Thursday, July 30, 2009
Male cats, especially the white ones, are bearing the brunt of job loss in this torrid economy, according to a study done by a group of male, angry, white cats.
The study, which came out yesterday, dubbed the disturbing trend a “revolt against all cats that are white” and advocated much needed efforts to channel male, white cats into female-dominated career fields like operating nail salons and stripping.
The study examined the demographics of all cats receiving Washington State Unemployment Benefits between December 2008 and June 2009.
Hirum McFatpants lost his lawn mowing job to an undocumented yard gnome
“I lost my job mowing lawns at the high school,” said Hirum McFatpants, a 9-year-old, Persian-Domestic Short Hair Mix, “It was a difficult job to get in the first place and when I went back there I found out they’d hired some foreign yard gnome to do my job for half the salary.”
Stories such as these abound. Officials found the number of white male cats receiving benefits increased 190 percent during the period of the study.
White male cats saw a 200 percent increase during that time, the largest percentage increase among all hairy groups, and one that put them ahead of all black cats on the list of claimants for the first time since this economic downturn began.
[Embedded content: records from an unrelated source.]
PR #414, opened 2021-09-19
for loop edge case handling

mumencoder:
this happens occasionally in the unmodified ss13 repos, where the statement expression has side effects as well


wixoaGit:
I'd rather not use any lookahead if possible (`SavePosition()`/`RestorePosition()`). Can this be done another way?

ike709:
This fixes #527

wixoaGit (changes requested):

wixoaGit (approved):

PR #418, opened 2021-09-20
Converts Whitespace() to use a readonlyspan

ike709:
Should reduce memory usage


wixoaGit (approved):

PJB3005 (commented):
This doesn't do anything. The compiler already recognizes that `Check()` takes a span so the optimization already applied.

ike709:
/shrug

Consistency, then.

Felix lost his straight-male escort job to a plastic goose from Canada
Department officials said the data, which was compiled entirely by a group of white, angry, male cats, reflects a recession in which white, male cat-dominated industries like hot dog sales and fruit pickers are taking an especially harsh beating.
"Angry, white, male cats tend to dominate escort services and janitorial services, two of the industries that have been hardest hit by layoffs in our state," Washington State Unemployment Advisor Figgy Pudding said.
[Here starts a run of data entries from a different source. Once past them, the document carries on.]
Issue #374, opened 2021-09-06
[Robust] List of sandbox violations


ike709:
EDIT: Once every linked PR is merged, the only remaining problems are the usage of reflection and the DMI parser needing to be moved to the server.

These all need to be fixed so OpenDream can go on the SS14 hub:

- [x] [ERRO] res.typecheck: Sandbox violation: Access to type not allowed: [System.Drawing.Primitives]System.Drawing.Point
- [x] [ERRO] res.typecheck: Sandbox violation: Access to type not allowed: [System.Runtime]System.Reflection.CustomAttributeExtensions
- [x] [ERRO] res.typecheck: Sandbox violation: Access to type not allowed: [System.Web.HttpUtility]System.Web.HttpUtility
- [x] [ERRO] res.typecheck: Sandbox violation: Access to type not allowed: [System.Runtime]System.Reflection.FieldInfo
- [x] [ERRO] res.typecheck: Sandbox violation: Access to type not allowed: [System.IO.Compression]System.IO.Compression.DeflateStream
- [x] [ERRO] res.typecheck: Sandbox violation: Access to type not allowed: [System.Drawing.Primitives]System.Drawing.Size
- [x] [ERRO] res.typecheck: Sandbox violation: Access to type not allowed: [System.IO.FileSystem]System.IO.File
- [x] [ERRO] res.typecheck: Sandbox violation: Access to type not allowed: [System.Runtime]System.IO.Path
- [x] [ERRO] res.typecheck: Sandbox violation: Access to type not allowed: [System.Console]System.Console
- [x] [ERRO] res.typecheck: Sandbox violation: Access to type not allowed [System.ComponentModel]System.ComponentModel.CancelEventArgs
- [x] [ERRO] res.typecheck: Sandbox violation: Access to type not allowed:[System.Collections.Specialized]System.Collections.Specialized.NameValueCollection
- [x] [ERRO] res.typecheck: Sandbox violation: Access to type not allowed: [System.Runtime]System.IO.BinaryReader
- [x] [ERRO] res.typecheck: Sandbox violation: Access to method not allowed: string [System.Runtime]System.Convert.ToString(char)
- [x] [ERRO] res.typecheck: Sandbox violation: Access to type not allowed: [System.Runtime]System.IO.SeekOrigin
- [x] [ERRO] res.typecheck: Sandbox violation: Access to type not allowed: [System.Text.Json]System.Text.Json.Serialization.JsonIgnoreAttribute
[...]

PR #420, opened 2021-09-24
[Robust] Fixes a lot of sandbox violations

ike709:
See #374 

This fixes basically everything except reflection.

Also needs an engine PR to add a few things to the whitelist.


OpenDreamShared/Dream/IconAppearance.cs
```diff
@@ -144,7 +144,8 @@ public enum AppearanceProperty {
                     color += "ff";
                 }
 
-                Color = Convert.ToUInt32(color, 16);
+                Color = uint.Parse(color, System.Globalization.NumberStyles.HexNumber);
```
ike709, line 147: Someone tell me if this is actually the same result or not.

wixoaGit: `Convert.ToUInt32` accepts null while `uint.Parse` instead throws an exception. That wouldn't cause any issues here.

DMCompiler/Compiler/DM/DMASTHelper.cs
```diff
@@ -5,11 +5,11 @@
 using System.Reflection;
 using System.Text;
 
-namespace OpenDreamShared.Compiler.DM {
+namespace DMCompiler.Compiler.DM {
 
 
     public static partial class DMAST {
-        private static List<Type> printable_field_types = new() { typeof(string), typeof(Dream.DreamPath), typeof(int), typeof(float) };
+        private static List<Type> printable_field_types = new() { typeof(string), typeof(int), typeof(float) };
```
wixoaGit, line 12: You don't need to remove DreamPath from this, it can be accessed from the `OpenDreamShared.Dream` namespace.

DMCompiler/Compiler/DM/DMASTHelper.cs
```diff
@@ -5,11 +5,11 @@
 using System.Reflection;
 using System.Text;
```
ike709, line 7:
```suggestion
using System.Text;
using OpenDreamShared.Dream;

```

DMCompiler/Compiler/DM/DMASTHelper.cs
ike709, line 13:
```suggestion
        private static List<Type> printable_field_types = new() { typeof(string), typeof(Dream.DreamPath), typeof(int), typeof(float) };
```

ike709:
There

wixoaGit (approved):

By comparison, Figgy Pudding said black cats and other inanimate objects such as yard donkeys and gnomes have largely been over-represented in professions like construction, finances, and racketeering, some of the few middle class occupations that were not previously available to them during the previous decades.
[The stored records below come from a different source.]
PR #426, opened 2021-10-02
preprocessor refactor

mumencoder:
has a few things going for it so far:

fully tokenizes most/all of the major SS13 codebases (output not verified yet)
same token output as master for the testing version of tgstation
no token buildup in the preprocessor, uses 20-30MB memory throughout the whole tokenization phase


redmoogle:
[output.txt](https://github.com/wixoaGit/OpenDream/files/7447809/output.txt)
took 10 minutes and came out with this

Once popular white collar jobs like racketeering are down being downsized
Another angry, white cat, Felix Swizzlestick, said his job as a straight male escort was taken away and given to a plastic, Canadian goose, who was in the country on a work visa and willing to work for much less pay.
Figgy Pudding said the next generation of angry, white, male cats must reconsider their professions as traditionally male-centered jobs, like money laundering, for example, as being phased out.
He encouraged community colleges to increase efforts to recruit these angry, white males. Officials say they will examine ways to retrain these hapless, jobless morons and encourage them to examine non-traditional careers, like fencing.